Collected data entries
##########

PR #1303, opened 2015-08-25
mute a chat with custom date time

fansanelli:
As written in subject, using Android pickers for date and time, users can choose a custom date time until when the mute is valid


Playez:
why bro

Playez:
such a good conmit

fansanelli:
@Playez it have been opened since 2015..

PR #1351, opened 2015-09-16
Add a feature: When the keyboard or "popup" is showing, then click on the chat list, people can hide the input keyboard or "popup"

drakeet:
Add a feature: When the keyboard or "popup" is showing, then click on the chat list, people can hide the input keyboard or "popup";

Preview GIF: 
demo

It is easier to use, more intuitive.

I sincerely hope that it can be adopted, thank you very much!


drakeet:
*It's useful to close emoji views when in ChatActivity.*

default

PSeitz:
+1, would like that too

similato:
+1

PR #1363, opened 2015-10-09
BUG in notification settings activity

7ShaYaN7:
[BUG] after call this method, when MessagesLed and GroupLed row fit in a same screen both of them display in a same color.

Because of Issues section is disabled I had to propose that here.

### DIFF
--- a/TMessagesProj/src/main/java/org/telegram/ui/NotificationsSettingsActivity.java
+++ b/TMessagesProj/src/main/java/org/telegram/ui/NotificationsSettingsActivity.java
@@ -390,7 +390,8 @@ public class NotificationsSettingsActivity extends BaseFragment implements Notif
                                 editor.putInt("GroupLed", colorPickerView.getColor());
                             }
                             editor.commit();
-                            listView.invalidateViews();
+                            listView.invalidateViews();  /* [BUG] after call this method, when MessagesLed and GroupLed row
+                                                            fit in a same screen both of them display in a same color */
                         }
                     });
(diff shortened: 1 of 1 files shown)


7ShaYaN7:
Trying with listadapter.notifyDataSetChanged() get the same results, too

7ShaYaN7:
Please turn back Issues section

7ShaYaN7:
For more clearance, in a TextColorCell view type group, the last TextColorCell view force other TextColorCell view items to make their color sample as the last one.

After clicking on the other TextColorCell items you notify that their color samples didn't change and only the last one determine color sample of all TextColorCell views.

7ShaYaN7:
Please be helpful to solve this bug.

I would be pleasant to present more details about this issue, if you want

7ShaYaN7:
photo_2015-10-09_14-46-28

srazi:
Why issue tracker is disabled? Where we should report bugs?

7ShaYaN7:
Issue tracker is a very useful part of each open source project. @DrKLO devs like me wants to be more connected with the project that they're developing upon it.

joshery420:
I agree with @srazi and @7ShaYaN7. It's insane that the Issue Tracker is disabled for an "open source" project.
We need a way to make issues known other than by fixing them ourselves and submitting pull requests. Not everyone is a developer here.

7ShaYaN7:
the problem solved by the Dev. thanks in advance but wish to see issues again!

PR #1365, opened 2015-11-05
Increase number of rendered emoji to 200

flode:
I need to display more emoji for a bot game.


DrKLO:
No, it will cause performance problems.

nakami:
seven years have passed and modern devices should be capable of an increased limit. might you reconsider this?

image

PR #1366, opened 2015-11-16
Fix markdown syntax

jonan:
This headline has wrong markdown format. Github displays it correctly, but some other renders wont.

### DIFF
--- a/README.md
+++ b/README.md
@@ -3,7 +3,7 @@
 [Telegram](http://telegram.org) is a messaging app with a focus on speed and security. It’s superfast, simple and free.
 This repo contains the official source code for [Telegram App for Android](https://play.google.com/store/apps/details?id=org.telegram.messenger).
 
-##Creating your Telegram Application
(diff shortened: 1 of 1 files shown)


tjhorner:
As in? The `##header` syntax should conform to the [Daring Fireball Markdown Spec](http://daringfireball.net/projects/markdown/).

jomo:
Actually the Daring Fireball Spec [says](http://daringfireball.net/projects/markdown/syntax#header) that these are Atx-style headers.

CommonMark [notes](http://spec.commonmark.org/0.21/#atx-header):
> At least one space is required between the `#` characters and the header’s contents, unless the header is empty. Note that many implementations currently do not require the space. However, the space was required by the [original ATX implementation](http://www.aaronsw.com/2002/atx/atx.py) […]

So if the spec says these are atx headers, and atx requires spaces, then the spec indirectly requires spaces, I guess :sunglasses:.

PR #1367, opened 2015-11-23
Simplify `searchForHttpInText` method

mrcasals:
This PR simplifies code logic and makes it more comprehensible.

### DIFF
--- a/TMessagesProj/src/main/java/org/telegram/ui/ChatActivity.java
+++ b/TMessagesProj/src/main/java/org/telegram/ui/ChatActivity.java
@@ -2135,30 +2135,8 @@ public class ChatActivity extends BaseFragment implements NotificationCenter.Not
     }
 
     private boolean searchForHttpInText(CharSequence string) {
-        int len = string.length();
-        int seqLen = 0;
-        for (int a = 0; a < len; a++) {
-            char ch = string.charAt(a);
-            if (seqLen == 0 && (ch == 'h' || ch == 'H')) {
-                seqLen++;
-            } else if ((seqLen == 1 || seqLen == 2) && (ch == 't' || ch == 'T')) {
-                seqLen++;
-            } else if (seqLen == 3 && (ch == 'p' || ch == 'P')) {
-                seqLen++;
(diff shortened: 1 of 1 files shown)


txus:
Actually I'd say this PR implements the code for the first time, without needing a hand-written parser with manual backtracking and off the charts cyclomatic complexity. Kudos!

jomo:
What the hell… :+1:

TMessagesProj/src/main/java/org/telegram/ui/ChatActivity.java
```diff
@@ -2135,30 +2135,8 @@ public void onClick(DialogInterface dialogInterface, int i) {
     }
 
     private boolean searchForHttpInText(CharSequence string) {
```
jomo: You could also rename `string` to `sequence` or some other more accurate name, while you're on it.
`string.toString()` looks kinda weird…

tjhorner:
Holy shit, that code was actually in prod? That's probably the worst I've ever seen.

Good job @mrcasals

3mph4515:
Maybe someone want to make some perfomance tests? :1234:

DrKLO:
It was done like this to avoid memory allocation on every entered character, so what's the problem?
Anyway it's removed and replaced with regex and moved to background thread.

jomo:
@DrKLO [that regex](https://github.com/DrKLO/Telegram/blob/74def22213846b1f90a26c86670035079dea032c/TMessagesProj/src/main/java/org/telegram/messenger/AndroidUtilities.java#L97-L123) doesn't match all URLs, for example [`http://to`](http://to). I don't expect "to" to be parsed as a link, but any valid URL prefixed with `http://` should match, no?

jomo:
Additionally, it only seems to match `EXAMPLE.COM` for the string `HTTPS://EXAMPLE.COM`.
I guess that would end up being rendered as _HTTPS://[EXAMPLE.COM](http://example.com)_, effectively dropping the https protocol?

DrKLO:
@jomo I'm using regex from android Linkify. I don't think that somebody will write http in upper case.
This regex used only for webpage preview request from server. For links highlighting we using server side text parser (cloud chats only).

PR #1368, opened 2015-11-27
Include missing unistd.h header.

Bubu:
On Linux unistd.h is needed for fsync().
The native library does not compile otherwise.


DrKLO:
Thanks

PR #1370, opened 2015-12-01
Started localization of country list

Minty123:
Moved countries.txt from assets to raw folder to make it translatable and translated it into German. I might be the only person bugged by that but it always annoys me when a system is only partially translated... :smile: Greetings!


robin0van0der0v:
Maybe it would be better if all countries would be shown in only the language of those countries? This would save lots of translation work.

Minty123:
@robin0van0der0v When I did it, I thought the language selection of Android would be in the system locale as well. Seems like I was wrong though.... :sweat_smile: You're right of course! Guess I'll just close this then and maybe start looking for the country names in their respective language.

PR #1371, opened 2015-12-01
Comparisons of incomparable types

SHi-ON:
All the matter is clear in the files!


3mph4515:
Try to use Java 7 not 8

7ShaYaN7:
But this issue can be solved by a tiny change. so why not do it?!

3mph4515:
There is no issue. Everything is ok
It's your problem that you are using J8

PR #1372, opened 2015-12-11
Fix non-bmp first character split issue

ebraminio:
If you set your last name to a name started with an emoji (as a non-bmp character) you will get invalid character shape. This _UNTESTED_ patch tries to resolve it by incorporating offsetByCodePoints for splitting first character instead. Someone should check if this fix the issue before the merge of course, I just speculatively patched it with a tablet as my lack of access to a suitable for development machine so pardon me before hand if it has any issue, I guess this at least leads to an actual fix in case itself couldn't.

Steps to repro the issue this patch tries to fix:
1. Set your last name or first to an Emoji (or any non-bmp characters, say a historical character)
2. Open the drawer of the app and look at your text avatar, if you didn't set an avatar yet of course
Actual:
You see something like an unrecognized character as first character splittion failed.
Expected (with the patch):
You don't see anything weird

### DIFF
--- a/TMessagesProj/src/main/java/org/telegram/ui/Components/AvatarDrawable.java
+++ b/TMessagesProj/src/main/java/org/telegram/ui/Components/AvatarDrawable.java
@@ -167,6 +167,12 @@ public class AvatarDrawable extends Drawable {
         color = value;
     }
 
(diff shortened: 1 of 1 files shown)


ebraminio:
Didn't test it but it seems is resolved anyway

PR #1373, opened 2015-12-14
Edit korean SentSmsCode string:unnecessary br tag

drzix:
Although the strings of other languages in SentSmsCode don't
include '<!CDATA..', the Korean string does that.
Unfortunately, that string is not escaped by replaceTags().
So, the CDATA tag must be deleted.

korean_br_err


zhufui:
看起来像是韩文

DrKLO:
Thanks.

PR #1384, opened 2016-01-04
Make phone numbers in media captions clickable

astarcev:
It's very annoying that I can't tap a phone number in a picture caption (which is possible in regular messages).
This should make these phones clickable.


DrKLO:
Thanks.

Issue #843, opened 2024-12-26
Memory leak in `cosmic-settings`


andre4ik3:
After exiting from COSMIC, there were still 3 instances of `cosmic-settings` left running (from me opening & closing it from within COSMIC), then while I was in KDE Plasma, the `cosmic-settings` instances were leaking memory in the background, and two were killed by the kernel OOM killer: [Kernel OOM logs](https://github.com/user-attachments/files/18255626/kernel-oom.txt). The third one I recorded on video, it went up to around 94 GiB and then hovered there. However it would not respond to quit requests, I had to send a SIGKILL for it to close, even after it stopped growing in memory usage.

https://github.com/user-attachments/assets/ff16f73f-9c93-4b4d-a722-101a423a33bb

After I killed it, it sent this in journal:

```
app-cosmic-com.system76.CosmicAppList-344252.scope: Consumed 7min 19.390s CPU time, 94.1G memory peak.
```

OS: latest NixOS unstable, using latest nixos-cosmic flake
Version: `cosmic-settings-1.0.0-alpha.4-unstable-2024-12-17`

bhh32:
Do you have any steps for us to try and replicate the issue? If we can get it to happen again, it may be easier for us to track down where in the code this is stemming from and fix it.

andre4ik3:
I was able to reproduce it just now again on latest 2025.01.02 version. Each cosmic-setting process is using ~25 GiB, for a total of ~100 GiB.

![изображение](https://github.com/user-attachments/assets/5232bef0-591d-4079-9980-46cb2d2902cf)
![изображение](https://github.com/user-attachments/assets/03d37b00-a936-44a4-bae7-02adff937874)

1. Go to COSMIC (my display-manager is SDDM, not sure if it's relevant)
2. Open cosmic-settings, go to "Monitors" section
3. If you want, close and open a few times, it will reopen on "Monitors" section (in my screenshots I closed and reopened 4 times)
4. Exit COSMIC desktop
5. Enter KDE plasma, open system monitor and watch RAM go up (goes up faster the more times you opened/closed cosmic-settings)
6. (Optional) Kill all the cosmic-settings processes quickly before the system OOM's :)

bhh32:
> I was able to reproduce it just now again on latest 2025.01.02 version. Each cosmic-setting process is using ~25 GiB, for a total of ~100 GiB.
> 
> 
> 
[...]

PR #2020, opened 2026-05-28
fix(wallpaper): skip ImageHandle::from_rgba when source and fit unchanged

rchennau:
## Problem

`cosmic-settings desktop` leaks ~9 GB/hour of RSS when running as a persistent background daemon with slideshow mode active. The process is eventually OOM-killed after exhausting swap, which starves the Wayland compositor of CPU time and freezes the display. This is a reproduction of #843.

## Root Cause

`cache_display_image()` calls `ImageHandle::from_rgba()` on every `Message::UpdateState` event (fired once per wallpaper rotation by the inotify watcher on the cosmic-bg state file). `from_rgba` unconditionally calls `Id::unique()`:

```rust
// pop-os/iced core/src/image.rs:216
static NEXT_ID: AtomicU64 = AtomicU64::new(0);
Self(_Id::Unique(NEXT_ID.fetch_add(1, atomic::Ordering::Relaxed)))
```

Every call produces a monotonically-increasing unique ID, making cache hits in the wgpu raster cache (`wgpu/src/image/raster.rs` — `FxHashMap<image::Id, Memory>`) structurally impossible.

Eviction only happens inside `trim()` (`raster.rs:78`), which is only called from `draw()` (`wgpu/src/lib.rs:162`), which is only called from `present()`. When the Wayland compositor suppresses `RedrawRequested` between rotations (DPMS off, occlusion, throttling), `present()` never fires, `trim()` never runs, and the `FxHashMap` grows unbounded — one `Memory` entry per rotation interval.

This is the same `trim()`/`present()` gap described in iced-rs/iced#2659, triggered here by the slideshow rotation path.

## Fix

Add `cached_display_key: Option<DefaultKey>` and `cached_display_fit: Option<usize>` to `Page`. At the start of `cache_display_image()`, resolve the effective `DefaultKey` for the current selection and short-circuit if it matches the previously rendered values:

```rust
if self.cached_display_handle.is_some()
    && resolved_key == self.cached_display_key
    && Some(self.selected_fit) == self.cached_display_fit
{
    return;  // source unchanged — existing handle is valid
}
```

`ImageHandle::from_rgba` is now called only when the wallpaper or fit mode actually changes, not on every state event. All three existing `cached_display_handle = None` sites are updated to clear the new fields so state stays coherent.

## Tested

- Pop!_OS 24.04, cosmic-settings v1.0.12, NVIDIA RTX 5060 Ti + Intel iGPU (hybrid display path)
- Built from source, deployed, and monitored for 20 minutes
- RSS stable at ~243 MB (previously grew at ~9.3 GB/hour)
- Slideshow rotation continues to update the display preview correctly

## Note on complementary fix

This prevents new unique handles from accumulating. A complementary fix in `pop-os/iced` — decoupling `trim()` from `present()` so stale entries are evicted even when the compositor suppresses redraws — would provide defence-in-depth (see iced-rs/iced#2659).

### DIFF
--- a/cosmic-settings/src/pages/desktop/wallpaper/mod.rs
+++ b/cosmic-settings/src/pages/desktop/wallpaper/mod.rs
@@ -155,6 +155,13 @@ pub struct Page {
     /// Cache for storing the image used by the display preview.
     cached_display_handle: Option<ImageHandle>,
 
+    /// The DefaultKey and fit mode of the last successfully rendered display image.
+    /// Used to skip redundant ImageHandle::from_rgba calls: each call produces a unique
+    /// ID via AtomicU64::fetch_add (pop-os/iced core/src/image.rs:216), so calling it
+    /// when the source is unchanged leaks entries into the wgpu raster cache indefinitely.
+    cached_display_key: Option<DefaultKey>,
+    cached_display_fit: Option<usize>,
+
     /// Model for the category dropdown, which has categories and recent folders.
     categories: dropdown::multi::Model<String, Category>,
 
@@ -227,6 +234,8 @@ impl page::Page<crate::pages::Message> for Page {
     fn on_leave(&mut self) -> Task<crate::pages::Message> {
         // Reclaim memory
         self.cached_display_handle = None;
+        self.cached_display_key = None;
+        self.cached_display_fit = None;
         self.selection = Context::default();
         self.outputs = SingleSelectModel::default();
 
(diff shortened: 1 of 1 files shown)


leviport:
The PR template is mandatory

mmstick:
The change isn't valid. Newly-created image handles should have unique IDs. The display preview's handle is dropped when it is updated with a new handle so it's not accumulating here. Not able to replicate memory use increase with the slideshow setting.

##########

Copy all lines from the data above that contain the word "both".

[BUG] after call this method, when MessagesLed and GroupLed row fit in a same screen both of them display in a same color.
+                                                            fit in a same screen both of them display in a same color */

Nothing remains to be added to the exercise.